Alternatively, we can set the vm.dirty_background_bytes variable in place of vm.dirty_background_ratio. The *_bytes version takes the amount of memory in bytes. For example, we can set the amount of memory for dirty background caching to 512MB:

$ sudo sysctl -w vm.dirty_background_bytes=511870912

However, the *_ratio variant will become 0 if we set the * _bytes variant, and vice versa.

vm.dirty_ratio

Specifically, vm.dirty_ratio is the absolute maximum amount of system memory in percentage that can be filled with dirty pages before they’re written to the drive. At this level, all new I/O activities halt until dirty pages are written to storage.
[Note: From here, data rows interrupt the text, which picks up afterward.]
PR #5186, opened 2026-05-05
fix: UnixRawModeHelper safe restore on crash + valid-state guard (#5164)

### LINKED ISSUE #5164: Unix raw mode left enabled if input thread crashes before driver `Dispose()`
## Summary

`UnixRawModeHelper.TryEnable()` saves termios and switches the terminal into raw mode, but `Restore()` is only called from `Dispose()`. If the input thread dies on an unhandled exception, or if the process exits abnormally before the driver disposes, the user's shell is left in raw mode — line discipline broken, no echo, no signals — until they `reset(1)`.

## File

`Terminal.Gui/Drivers/UnixHelpers/UnixRawModeHelper.cs`

## Why it matters

For 2.0 this is the single most user-visible "the library wrecked my terminal" failure mode. Every embedded user crashes their app at some point during development; the floor experience must be "the shell still works."

## Proposed fix

Belt-and-braces:

1. Hook `AppDomain.CurrentDomain.UnhandledException` and `Console.CancelKeyPress` to call `Restore()`.
2. Add a finalizer (or `CriticalFinalizerObject` derivative) that calls `Restore()` as a last resort.
3. Add a `_haveSavedTermios` flag so a crashed `TryEnable()` doesn't write garbage termios on `Restore()`.

## Proposed unit test

`Tests/UnitTestsParallelizable` (Linux only; gated by `OSPlatform.Linux` / `OSPlatform.OSX`).

The cleanest test mocks the native `tcsetattr`/`tcgetattr` syscalls behind an interface and asserts `Restore()` is invoked from the unhandled-exception path:

```csharp
// Claude - Opus 4.7
[Fact]
[Trait ("Category", "Unix")]
public void RawMode_RestoredOnUnhandledException ()
{
    // Skip on non-Unix
    if (!RuntimeInformation.IsOSPlatform (OSPlatform.Linux) && !RuntimeInformation.IsOSPlatform (OSPlatform.OSX))
    {
        return;
    }

    // Arrange — fake termios syscalls so we can observe Restore()
    var fakeTermios = new FakeTermiosSyscalls ();
    UnixRawModeHelper helper = new (fakeTermios);
    helper.TryEnable ();

    // Act — simulate the input thread throwing without ever reaching Dispose
    AppDomain.CurrentDomain.UnhandledException += (_, _) => { /* default-handled */ };
    try
    {
        Task.Run (() => throw new InvalidOperationException ("simulated input-thread death")).Wait ();
    }
    catch
    { /* swallow for the test */ }

    // Give the unhandled-exception hook a moment to fire
    Thread.Sleep (50);

    // Assert
    Assert.True (fakeTermios.RestoreCalled, "Restore() must run when the input thread dies before Dispose.");
}
```

If introducing a syscall abstraction is too invasive, an alternative integration test would `Process.Start()` a tiny consumer that calls `TryEnable()` then throws, then assert from the parent that `tcgetattr` of the controlling tty matches the original termios.

## Context

Surfaced in the v2.0.0 RC core review (`plans/v2-rc-core-review.md`, item #4).

tig:
Fixes #5164.

## Summary

When the input thread crashes before the driver `Dispose()` runs (or the process is aborted), the Unix terminal is left in raw mode and the user's shell becomes unusable. This PR adds three safety nets to `UnixRawModeHelper` so the original `termios` is restored on any abnormal exit path, plus a valid-state guard so a failed `TryEnable()` can never cause a later `Restore()` to write garbage back to the terminal.

- **Finalizer** — last-resort restore if `Dispose()` is bypassed (e.g. fatal native crash, immediate process abort). Skipped unless a valid `termios` snapshot was captured. Wrapped in `try/catch` because finalizers must never throw.
- **`AppDomain.ProcessExit` hook** — registered only after a successful `TryEnable()`, unregistered in `Dispose()` so the helper is not leaked for the lifetime of the process.
- **`Console.CancelKeyPress` hook** — so Ctrl+C also restores cleanly. Hook registration is wrapped because some hosts (redirected stdin) can throw on subscribe; the `ProcessExit` hook still applies in that case.
- **`_haveSavedTermios` guard** — `Restore()` is a hard no-op unless `tcgetattr` previously succeeded. Prevents writing an uninitialized `termios` struct back to the terminal in any failure path.

`Dispose()` now also calls `GC.SuppressFinalize(this)` since cleanup ran deterministically.

## Test plan

Tests added to `Tests/UnitTestsParallelizable` (gated `[Trait("Category","Unix")]`, but observable on any platform — the platform gate inside `TryEnable` short-circuits non-Unix runs to a "never enabled" state, which is exactly the condition the safety guards must protect against):

- [x] `Restore_WithoutTryEnable_IsNoOp_AndDoesNotThrow` — verifies the `_haveSavedTermios` guard.
- [x] `Restore_IsIdempotent` — verifies repeated `Restore()` calls are safe.
- [x] `Dispose_WithoutTryEnable_IsNoOp_AndDoesNotThrow` — including double-Dispose.
- [x] `Type_HasFinalizer_AsLastResortRestore` — reflection-asserts the finalizer is declared on `UnixRawModeHelper` (the contract for the last-resort restore path).
- [x] `TryEnable_OnNonUnix_ReturnsFalse_AndLeavesNoSavedTermios` — verifies the failure path does not poison `Restore()`.
- [x] `TryEnable_WhenSucceeds_HooksProcessExit_AndDisposeUnhooks` — only meaningful on a real tty; otherwise short-returns.

**Verified that tests demonstrate a real change vs `develop`:** flipped the production fix off (restored `develop` version of `UnixRawModeHelper.cs`), 2 of 6 tests fail (finalizer assertion + the `_haveSavedTermios` reflection check). With the fix in place all 6 pass on Linux .NET 10.

### What is integration-only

Notably, the vm.dirty_bytes turns to 0 when we set a percentage value for vm.dirty_ratio and vice versa. To illustrate, let’s define the value for vm.dirty_ratio:

$ sudo sysctl -w vm.dirty_ratio=20
vm.dirty_ratio = 20

Similarly, the vm.dirty_ratio will become 0 if we configure a value in bytes for the vm.dirty _bytes.
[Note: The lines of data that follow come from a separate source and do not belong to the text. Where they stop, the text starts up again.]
PR #5187, opened 2026-05-05
fix: AnsiOutput.Dispose flushes cleanup ANSI sequences (#5165)

### LINKED ISSUE #5165: `AnsiOutput.Dispose()` does not flush after writing cleanup ANSI sequences
## Summary

`AnsiOutput.Dispose()` writes the standard cleanup choreography — disable mouse, reset SGR, leave alternate buffer, restore cursor — but does not flush before returning. On a slow stdout (or under load) the process can exit with cleanup bytes still in the kernel write buffer; the host terminal is left with mouse capture on, attributes corrupt, and the alt-buffer still active.

## File

`Terminal.Gui/Drivers/AnsiDriver/AnsiOutput.cs` — the `Dispose()` cleanup block.

## Why it matters

Same severity class as the Unix raw-mode issue: a 2.0 user whose app crashes (or exits cleanly under heavy stdout load) is left looking at a wrecked terminal and blames the library.

## Proposed fix

Call the native flush after each critical write — or, simpler, once at the end of the `finally` block in `Dispose()`. Make sure the flush is on the same write path used by the cleanup writes (raw `write(2)` rather than the buffered `Console` API, depending on driver).

## Proposed unit test

`Tests/UnitTestsParallelizable` — uses a recording stream that the driver writes to.

```csharp
// Claude - Opus 4.7
[Fact]
public void AnsiOutput_Dispose_FlushesCleanupSequences ()
{
    // Arrange — back the driver with a stream that records Flush() calls and write order
    RecordingStream recorder = new ();
    AnsiOutput output = new (recorder);
    output.Initialize ();

    // Act
    output.Dispose ();

    // Assert — every cleanup write must be observable AFTER Dispose returns
    Assert.Contains (AnsiSequences.DisableMouseTracking, recorder.WrittenBytes);
    Assert.Contains (AnsiSequences.SgrReset,             recorder.WrittenBytes);
    Assert.Contains (AnsiSequences.LeaveAlternateBuffer, recorder.WrittenBytes);

    // The last operation before Dispose returns must be a flush; otherwise the host terminal
    // can be left with mouse on / SGR set / alt-buffer active.
    Assert.True (recorder.LastOpWasFlush,
                 "AnsiOutput.Dispose returned without flushing pending cleanup sequences.");
}
```

`RecordingStream` is a tiny test fixture with a byte buffer plus `LastOpWasFlush` and `FlushCount` properties.

## Context

Surfaced in the v2.0.0 RC core review (`plans/v2-rc-core-review.md`, item #5).

tig:
## Summary

Fixes #5165.

`AnsiOutput.Dispose()` wrote its cleanup choreography (mouse-off, SGR reset, alt-buffer restore / inline cursor park, show cursor) but **did not flush** the underlying native stdout before returning. On the Windows VT and Unix raw-write paths, buffered cleanup bytes can be discarded when the process exits or when `WindowsVTOutputHelper.Dispose` closes the console handle, leaving the host terminal in a broken state (mouse tracking still on, SGR colors stuck, alt buffer not restored).

The constructor already calls `AnsiTerminalHelper.FlushNative` after writing init sequences for exactly this reason. The fix mirrors that call at the end of `Dispose`'s cleanup block so every shutdown sequence reaches the terminal before `Dispose` returns.

This PR is stacked on #5182 (which removed the `Degraded` early-return in `Dispose`, making cleanup writes observable to tests). Once #5182 merges, this PR can target `develop` directly with a clean diff.

## Changes

  - Add `AnsiTerminalHelper.FlushNative (_platform)` at the end of the `Dispose` cleanup block, after `CSI_ShowCursor` is written. Inside the same `try` so the existing `catch` swallows any platform-specific flush failure during shutdown. Mirrors the constructor's flush-after-init pattern.
  - `FlushNative` is a no-op when `_platform == AnsiPlatform.Degraded`, so headless test environments are unaffected.
- `Tests/UnitTestsParallelizable/Drivers/AnsiDriver/AnsiOutputDisposeFlushTests.cs` (new)
  - `Dispose_FullScreen_WritesAllCleanupSequences` — every `FullScreen` cleanup sequence (`CSI_DisableMouseEvents`, `CSI_ResetAttributes`, `CSI_RestoreCursorAndRestoreAltBufferWithBackscroll`, `CSI_ShowCursor`) is observable via `GetLastOutput()` after `Dispose`.
  - `Dispose_Inline_WritesAllCleanupSequences` — every `Inline` cleanup sequence including the cursor-park `CSI_SetCursorPosition (Y + Height - 1, 1)` and trailing newline is observable.
  - `Dispose_FullScreen_EmitsCleanupSequencesInExpectedOrder` — sequences appear in documented choreography order (mouse-off &lt; SGR reset &lt; alt-buffer restore &lt; show cursor).

The native flush itself is a no-op in `AnsiPlatform.Degraded` (the only platform in headless test environments), so the closest practical proxy is to assert that every cleanup sequence is observable in the captured output. The bug shows up at process exit on real terminals where the native handle's buffer is dropped before the bytes drain.

## Test plan

- [x] `dotnet build Tests/UnitTestsParallelizable` succeeds.
- [x] `dotnet test --project Tests/UnitTestsParallelizable -- --filter-method "*AnsiOutputDisposeFlushTests*"` — all 3 tests pass.
- [x] All 38 existing tests under `Tests/UnitTestsParallelizable/Drivers/AnsiDriver/` still pass.
- [x] On `origin/develop` (without #5182), `Dispose`'s `Degraded` early-return drops every cleanup write, so the visibility tests would fail there — the choreography is invisible until #5182 lands.

---

### DIFF
--- a/Terminal.Gui/Drivers/AnsiDriver/AnsiOutput.cs
+++ b/Terminal.Gui/Drivers/AnsiDriver/AnsiOutput.cs
@@ -411,6 +411,14 @@ public class AnsiOutput : OutputBase, IOutput
             }
 
             Write (EscSeqUtils.CSI_ShowCursor);
+
+            // Flush the native stdout to ensure all cleanup sequences (mouse-off, SGR reset,
+            // alt-buffer restore, cursor show, etc.) reach the terminal before we return.
+            // Mirrors the FlushNative call in the constructor after init sequences are written.
+            // Without this, buffered cleanup bytes may be discarded when the process exits or
+            // when the underlying handle is closed by <see cref="WindowsVTOutputHelper.Dispose"/>.
+            // See issue #5165.
+            AnsiTerminalHelper.FlushNative (_platform);
         }
         catch
         {
--- a/Terminal.Gui/Drivers/AnsiDriver/AnsiOutput.cs
+++ b/Terminal.Gui/Drivers/AnsiDriver/AnsiOutput.cs
@@ -359,15 +359,35 @@ public class AnsiOutput : OutputBase, IOutput
         }
     }
 
+    /// <summary>
+    ///     Computes the 1-indexed terminal row of the last row of the inline application region.
+    /// </summary>
+    /// <remarks>
+    ///     <para>
+    ///         <see cref="Rectangle.Height"/> is exclusive: <c>Y + Height</c> is the row immediately
+    ///         <em>after</em> the region. The last row inside the region is <c>Y + Height - 1</c>.
+    ///         ANSI cursor-positioning sequences are 1-indexed, but <see cref="Rectangle.Y"/> is already
+    ///         the 1-indexed terminal row offset for the inline region, so no additional adjustment is
+    ///         required.
+    ///     </para>
+    ///     <para>
+    ///         Used by <see cref="Dispose"/> to park the cursor on the final row of the inline region
+    ///         on shutdown. See issue #5166.
+    ///     </para>
+    /// </remarks>
+    /// <param name="appScreen">The inline application region rectangle.</param>
+    /// <returns>The 1-indexed terminal row of the last row of the region.</returns>
+    internal static int GetInlineLastRow (Rectangle appScreen) => appScreen.Y + appScreen.Height - 1;
+
     /// <inheritdoc/>
     public void Dispose ()
     {
         try
         {
-            if (_platform == AnsiPlatform.Degraded)
-            {
-                return;
-            }
+            // Note: each Write below short-circuits the platform-specific output path when
+            // <see cref="_platform"/> is <see cref="AnsiPlatform.Degraded"/>, but still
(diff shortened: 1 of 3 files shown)


tig:
Closing — this PR was stacked on #5182 (just closed), so it inherits the wrong cursor-coordinate baseline. The Copilot review also caught a real test gap I'd missed: the test uses `GetLastOutput()`, which is populated by `Write` *before* any native flush, and `FlushNative` is a no-op in `Degraded`-mode platforms (which is what the test runs on), so the assertion passes even without the new `FlushNative` call. The test wasn't actually exercising the fix.

The flush issue from #5165 is still real, but a proper fail-before/pass-after test for it needs a mockable platform layer that doesn't currently exist (the no-op-in-degraded-mode design means we can't observe the call from a unit test). I'd rather close this and re-spin a focused PR if/when someone adds an `IFlushSink` or similar abstraction.

Closing unmerged. Issue #5165 left open as the tracker.

---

dirty_expire_centisecs and dirty_writeback_centisecs

Of course, data cached in the system memory is at risk of loss in case of a power outage. Hence, to safeguard the system from data loss, the following variables dictate how long and how often data is written to secondary storage:

vm.dirty_expire_centisecs
vm.dirty_writeback_centisecs

The vm.dirty_expire_centisecs manages how long data can be in the cache before it’s written to drive. Let’s set the variable so that data can stay for 40 seconds in the cache:

$ sudo sysctl -w vm.dirty_expire_centisecs=4000
vm.dirty_expire_centisecs = 4000

In this case, cached info can stay up to 40 seconds before it’s written to the drive. Notably, 1s equals 100 centisecs.

Further, the vm.dirty_writeback_centisecs is the variable for how often the write background process checks to see if there’s data to write to secondary storage. Thus, the lower the value, the higher the frequency, and vice versa.

Let’s configure vm.dirty_writeback_centisecs to check the cache every 5 seconds:

$ sudo sysctl -w vm.dirty_writeback_centisecs=500
vm.dirty_writeback_centisecs = 500

Again, the 500 centisecs value is equal to 5 seconds.